John 1:29, The next day he saw Jesus coming to him and said, "Behold, the Lamb of God who takes away the sin of the world!---------------------------------
Some Arminians teach John Calvin taught instead of Kosmos, Polus for "world", which changes the word of God. They say he changed the words meaning to support his view. Any opinions on this?


----------



## toddpedlar (Nov 10, 2007)

Dennis1963 said:


> John 1:29, The next day he saw Jesus coming to him and said, "Behold, the Lamb of God who takes away the sin of the world!---------------------------------
> Some Arminians teach John Calvin taught instead of Kosmos, Polus for "world", which changes the word of God. They say he changed the words meaning to support his view. Any opinions on this?

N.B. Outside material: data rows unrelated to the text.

PR #99276, opened 2025-11-12
Describe display formats and various fixes (BGR565->RGB565X, RGB888, SDL driver)

avolmat-st:
Running the display sample on STM32 in RGB888 color leads to having red rectangle and blue rectangle swapped.
(RGB565 and ARGB8888 are correct).

Within the sample, the RGB888 red 0x00FF0000u is written into memory as
```c
        for (size_t idx = 0; idx < buf_size; idx += 3) {
                *(buf + idx + 0) = color >> 16;
                *(buf + idx + 1) = color >> 8;
                *(buf + idx + 2) = color >> 0;
        }
```
That is address 0: R, address 1: G then address 2: B

Having checked within LVGL but also other formats such as Linux DRM via https://github.com/afrantzis/pixel-format-guide tools, RGB888 is represented in memory as:

```
python3 -m pfg describe DRM_FORMAT_RGB888
Format:               DRM_FORMAT_RGB888
Component data type:  UNORM
Described as:         Bytes in memory
Memory little-endian: 0                1                2
                      M              L M              L M              L
                      B₇B₆B₅B₄B₃B₂B₁B₀ G₇G₆G₅G₄G₃G₂G₁G₀ R₇R₆R₅R₄R₃R₂R₁R₀
Memory big-endian:    0                1                2
                      M              L M              L M              L
                      B₇B₆B₅B₄B₃B₂B₁B₀ G₇G₆G₅G₄G₃G₂G₁G₀ R₇R₆R₅R₄R₃R₂R₁R₀
```

and for ARGB8888

```
python3 -m pfg describe DRM_FORMAT_ARGB8888
Format:               DRM_FORMAT_ARGB8888
Component data type:  UNORM
Described as:         Bytes in memory
Memory little-endian: 0                1                2                3
                      M              L M              L M              L M              L
                      B₇B₆B₅B₄B₃B₂B₁B₀ G₇G₆G₅G₄G₃G₂G₁G₀ R₇R₆R₅R₄R₃R₂R₁R₀ A₇A₆A₅A₄A₃A₂A₁A₀
Memory big-endian:    0                1                2                3
                      M              L M              L M              L M              L
                      B₇B₆B₅B₄B₃B₂B₁B₀ G₇G₆G₅G₄G₃G₂G₁G₀ R₇R₆R₅R₄R₃R₂R₁R₀ A₇A₆A₅A₄A₃A₂A₁A₀
```

In the display sample, the ARGB8888 corresponds well to this format, however not RGB888.

I think this is only a display sample issue since LVGL based program works well in RGB888 so the issue is only the data prepared within the display sample.
I've tested this on STM32 / LTDC based platform and this work well. It would be also great if it could be tested on some other platforms supporting RGB888 on display.

This PR corrects the RGB888 data within the sample and also add a description within the display header to avoid such future misunderstanding of the data ordering.


ngphibang:
Tested on native sim and RT1170, both works correctly. And logically, I think it should be fixed like that to have consistency between RGB565, RGB888 and ARGB8888 where the R channel is in the highest byte.

However, in Linux kernel doc, the `V4L2_PIX_FMT_RGB24` fomat is contradictory with this PR, it seems the doc is wrong ?
https://www.kernel.org/doc/html/v4.9/media/uapi/v4l/pixfmt-packed-rgb.html

ngphibang (changes requested):
Need to be reconsidered as works wrongly on native sim

avolmat-st:
Let me update this PR with overall check of formats as well as SDL display mapping.

boards/lilygo/twatch_s3/Kconfig.defconfig
```diff
@@ -4,7 +4,7 @@
 if DISPLAY
 
 choice ST7789V_PIXEL_FORMAT
-	default ST7789V_BGR565
+	default ST7789V_RGB565X
```
faxe1008, line 7: Hmm not sold on the name  `RGBX`. Maybe something involving the endianess? The X does not carry any meaning

faxe1008 (commented):
This also needs a entry in the migration guide.

boards/lilygo/twatch_s3/Kconfig.defconfig
avolmat-st: I based this name on the format V4L2_PIX_FMT_RGB565X. This could also maybe be named RGB565_BE, aka the Big Endian version of RGB565. This latter name is used in libcamera for example in Linux.
Maybe this is better, what do you think ?

avolmat-st: In fact I totally forgot about it :D but this is also the name being used for such format on the video side:

```c
/**
 * 5 red bits [15:11], 6 green bits [10:5], 5 blue bits [4:0].
 * This 16-bit integer is then packed in big endian format over two bytes:
 *
 * @code{.unparsed}
 *   15.....8 7......0
 * | RrrrrGgg gggBbbbb | ...
 * @endcode
 */
#define VIDEO_PIX_FMT_RGB565X VIDEO_FOURCC('R', 'G', 'B', 'R')
```

It might be great to try to keep same naming overall.

avolmat-st: @ngphibang, @josuah,

trying to define a name on the display side to fix BGR565 pixel format (on display / panel side), which is in fact RGB565 in big endian ordering.
This is actually the same thing as what is currently exposed as VIDEO_PIX_FMT_RGB565X on video side, which is based on the V4L2_PIX_FMT_RGB565X.
Considering that in a further step, merge of display / video format is underway, what is your opinion about whether keep RGB565X (aka keeping same naming as V4L2) or adopting something like RGB565_BE instead maybe ?

Of course we tend to like keeping similar approach to existing frameworks / format descriptions. But at the same time differences will arise since for example RGB888 (v4l2) vs BGR888 (drm) should be avoided in order to make it easier to understand on the overall Zephyr code base so, I have the feeling that diverging a bit from the V4L2 / DRM spec is also ok if this help in understanding (and if we describe it properly)

josuah: > adopting something like RGB565_BE instead

If some naming leads to bugs, it sounds like enough justification to rename it to avoid that to keep happening.

Bugs are present through a lot of implementations for this particular format, which shows that the original naming is not optimal.

A comment saying "this is the same as V4L2 format XYZ" will help connecting things together.

boards/lilygo/twatch_s3/Kconfig.defconfig
```diff
@@ -4,7 +4,7 @@
 if DISPLAY
 
 choice ST7789V_PIXEL_FORMAT
-	default ST7789V_BGR565
```
JarmouniA, line 7: Pixel format symbols specific to a controller should not exist in the 1st place, should be configured in DT with standard display formats like the others. Working on a PR to fix this.

drivers/display/Kconfig.sdl
```diff
@@ -34,8 +34,8 @@ choice SDL_DISPLAY_DEFAULT_PIXEL_FORMAT
 	config SDL_DISPLAY_DEFAULT_PIXEL_FORMAT_RGB_565
 		bool "RGB 565"
 
-	config SDL_DISPLAY_DEFAULT_PIXEL_FORMAT_BGR_565
-		bool "BGR 565"
+	config SDL_DISPLAY_DEFAULT_PIXEL_FORMAT_RGB_565X
```
ngphibang: Here and line 34, should it be RGB565(X) without underscore to be coherent with the definition and other enums ?

include/zephyr/drivers/display.h
```diff
@@ -62,16 +62,16 @@ enum display_pixel_format {
 	 */
 	PIXEL_FORMAT_RGB_565		= BIT(4),
```
ngphibang: Could we take the chance to modify also the definition to avoid ambiguity ? i.e., drop "For example, in little-endian machine:" as it makes people think that in BE machine the organization will be different ... while the correct definition specifies that the byte 0 (lowest address) is always `gggBbbbb` and the byte 1 is always `RrrrrGgg` despite of LE or BE machine. I think the definition in `video.h` should also be modified a bit but it is anyways less confused than here.

drivers/mipi_dsi/Kconfig.mcux
```diff
@@ -23,7 +23,7 @@ config MIPI_DSI_MCUX_2L_SMARTDMA
 	depends on DMA_MCUX_SMARTDMA
 	help
 	  Use SMARTDMA. This accelerator will automatically
-	  convert RGB565 input data to BGR565 (little endian to big endian),
+	  convert RGB565 input data to RGB565X (little endian to big endian),
```
ngphibang: Could we drop `(little endian to big endian)` to avoid ambiguity ?

drivers/display/display_sdl.c
```diff
@@ -286,23 +318,31 @@ static void sdl_display_write_rgb565(uint8_t *disp_buf,
...
+ * SDL_PIXELFORMAT_BGRA32	Bbbbbbbb Gggggggg Rrrrrrrr Ffffffff
+ */
 static void sdl_display_write_rgb565x(uint8_t *disp_buf,
 				      const struct display_buffer_descriptor *desc, const void *buf)
 {
 	uint32_t w_idx;
 	uint32_t h_idx;
 	uint32_t pixel;
 	const uint16_t *pix_ptr;
+	uint16_t rgb565;
```
ngphibang, line 345: `uint16_t rgb565x;` to be clearer ?

drivers/display/display_sdl.c
```diff
@@ -236,15 +252,24 @@ static void sdl_display_write_rgb888(uint8_t *disp_buf,
...
 		}
 	}
 }
 
+/*
+ * Convert from			Byte 0   Byte 1   Byte 2   Byte 3
+ *				7......0 15.....8 23....16 31....24
+ * PIXEL_FORMAT_AL_88		Gggggggg Aaaaaaaa Gggggggg Aaaaaaaa
+ * into
+ * SDL_PIXELFORMAT_BGRA32	Bbbbbbbb Gggggggg Rrrrrrrr Ffffffff
```
ngphibang: `SDL_PIXELFORMAT_BGRA32	Bbbbbbbb Gggggggg Rrrrrrrr Aaaaaaaa`

drivers/display/display_sdl.c
```diff
@@ -311,15 +351,27 @@ static void sdl_display_write_rgb565x(uint8_t *disp_buf,
...
 		}
 	}
 }
 
+/*
+ * Convert from			Byte 0   Byte 1   Byte 2   Byte 3
+ *				7......0 15.....8 23....16 31....24
+ * PIXEL_FORMAT_MONO(01/10)	MMMMMMMM MMMMMMMM MMMMMMMM MMMMMMMM
+ * into
+ * SDL_PIXELFORMAT_BGRA32	Bbbbbbbb Gggggggg Rrrrrrrr Ffffffff
```
ngphibang, line 373: `SDL_PIXELFORMAT_BGRA32	MMMMMMMM MMMMMMMM MMMMMMMM Ffffffff` ?

drivers/display/display_sdl.c
```diff
@@ -343,12 +395,22 @@ static void sdl_display_write_mono(uint8_t *disp_buf, const struct display_buffe
...
 
+/*
+ * Convert from			Byte 0   Byte 1   Byte 2   Byte 3
+ *				7......0 15.....8 23....16 31....24
+ * PIXEL_FORMAT_L_8		Gggggggg Gggggggg Gggggggg Gggggggg
+ * into
+ * SDL_PIXELFORMAT_BGRA32	Bbbbbbbb Gggggggg Rrrrrrrr Ffffffff
+ *
+ * G value is applied to all R/G/B value for BGRA32
+ */
```
ngphibang, line 413: I think this comment is targeted read_l8(), for write_l8() it should be rewritten.

boards/lilygo/twatch_s3/Kconfig.defconfig
ngphibang: I think RGB565X naming is fine as X here stand for (eXchange a.k.a swapped) and we don't need to deviate from v4l2. I think we should avoid LE/BE in the name and also in the documentation as it is confused. In fact, the (RGB565 / BGR565 ...) formats are independent of LE or BE machine (byte 0 and byte 1 are always the same on both LE/BE machines).

ngphibang (commented):
The renaming BGR565 to RGB565X is correct as it is actually a byte swap not channel swap. And this does not change the logic (just the renaming) so don't need to test on all platforms I think. BTW, the 1st commit title and body should be rewritten to be coherent with the naming (RGB565X not RGB565_BE).

The actual (logic) fix is only in the sdl display driver (last commit).

I retested anyways on native sim and RT1170, it works fine. Thanks.

boards/lilygo/twatch_s3/Kconfig.defconfig
avolmat-st: Alright so, shall we keep the RGB565X naming ? I am fine with it.

boards/lilygo/twatch_s3/Kconfig.defconfig
avolmat-st: Should we try to split the issues here. Can we first fix the current issue addressed by this PR and then this ST7789V_PIXEL_FORMAT issue can be reworked in another PR that you would prepare and propose ?
Here regarding this ST7789V / boards etc this is simply a name replacement.

drivers/display/display_sdl.c
avolmat-st: Actually at this line I think it is better to keep the name rgb565 since as the comment says, swap is introduced on purpose so that same handling as for rgb565 can be applied. So what is stored into this variable is actually rgb565 and not rgb565x.

drivers/display/display_sdl.c
avolmat-st: The comment was first intended to repeat how the data should be generated actually. Into the BGRA32, that's B G R then forced FF which will be written (B / G and R being generated from the monochrome value)

boards/lilygo/twatch_s3/Kconfig.defconfig
JarmouniA: > Should we try to split the issues here

Yes that's fine.

ngphibang:
Even with the white background, it takes that long to fill the whole screen with white colors. Maybe because the eLCDIF driver allocates double buffers on the heap and does the memcpy (when the framebuffer size is not of the full display resolution 720p) ?

JarmouniA (dismissed):

ngphibang (dismissed):
LGTM. Thanks !

sylvioalves (changes requested):
I know that display driver is not stable yet, but there are changes in `display.h` that breaks current API.

At least I think migration notes update would be needed:
```
Display
=======

* The ``PIXEL_FORMAT_BGR_565`` pixel format has been renamed to
  :c:macro:`PIXEL_FORMAT_RGB_565X` to correctly reflect that it is a
  byte-swapped version of RGB_565, not a channel-swapped format.
  Applications using ``PIXEL_FORMAT_BGR_565`` must update to use
  ``PIXEL_FORMAT_RGB_565X``. (:github:`99276`)

* The devicetree macro ``PANEL_PIXEL_FORMAT_BGR_565`` has been renamed to
  ``PANEL_PIXEL_FORMAT_RGB_565X``. (:github:`99276`)

* The Kconfig options ``SDL_DISPLAY_DEFAULT_PIXEL_FORMAT_BGR_565`` and
  ``ST7789V_BGR565`` have been renamed to
  ``SDL_DISPLAY_DEFAULT_PIXEL_FORMAT_RGB_565X`` and ``ST7789V_RGB565X``
  respectively. (:github:`99276`)
```

JarmouniA (approved):

ngphibang (approved):

sylvioalves (approved):

samples/drivers/display/src/main.c
```diff
@@ -160,8 +161,29 @@ static void fill_buffer_mono(enum corner corner, uint8_t grey,
...
 {
+	uint8_t color;
+
+	switch (corner) {
+	case TOP_LEFT:
+		color = 0x00u;
+		break;
+	case TOP_RIGHT:
+		/* Use 0xE0 since 0xFF leads to drawing white corner on white back-ground */
+		color = 0xE0u;
```
VynDragon, line 172: I hadn't noticed that change, what is the rationale for choosing 0xE0, or even thinking about 0xFF? This should be 0xAA and the next one 0x55, or 0x3F and 0x7F, given one is going to be 0x0 and the rest of the screen 0xFF / this flipped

Sure - some of the most direct and clear statements of Christ's redeeming a particular people unto himself by dying for them (and not for others) come also from John's gospel. Did John write with (as it were) a forked pen? Of course not. All Scripture MUST be taken together - and this verse is no exception. (Besides, even the Arminian doesn't teach that the Lamb actually took away the sin of each and every individual, so they, too, read this verse differently than the naively wooden reading you allude to here)


----------



## JohnOwen007 (Nov 10, 2007)

Probably best to quote Calvin's comments themselves to help set a context for the discussion:

*Who taketh away the sin of the world.* He uses the word sin in the singular
number, for any kind of iniquity; as if he had said, that every kind of
unrighteousness which alienates men from God is taken away by Christ.
And when he says, the sin OF THE WORLD, he extends this favor
*indiscriminately to the whole human race*; that the Jews might not think
that he had been sent to them alone. But hence we infer that the whole
world is involved in the same condemnation; and that as *all men without
exception* are guilty of unrighteousness before God, they need to be
reconciled to him. John the Baptist, therefore, by speaking generally of the
sin of the world, intended to impress upon us the conviction of our own
misery, and to exhort us to seek the remedy. Now our duty is, to embrace
the benefit which is offered to all, that each of us may be convinced that
there is nothing to hinder him from obtaining reconciliation in Christ,
provided that he comes to him by the guidance of faith.


----------



## Dennis1963 (Nov 10, 2007)

For the record, I believe in limited atonement, I believe what Calvin taught in his commentary. I was just wondering what everyone thought about this. This is a discussion I have had with an Armininan, obviously not all Arminians believe this way. I believe it is a failure on behalf of my friend to understand scripture, it seems very narrow minded. I believe all scripture must be taken together.


----------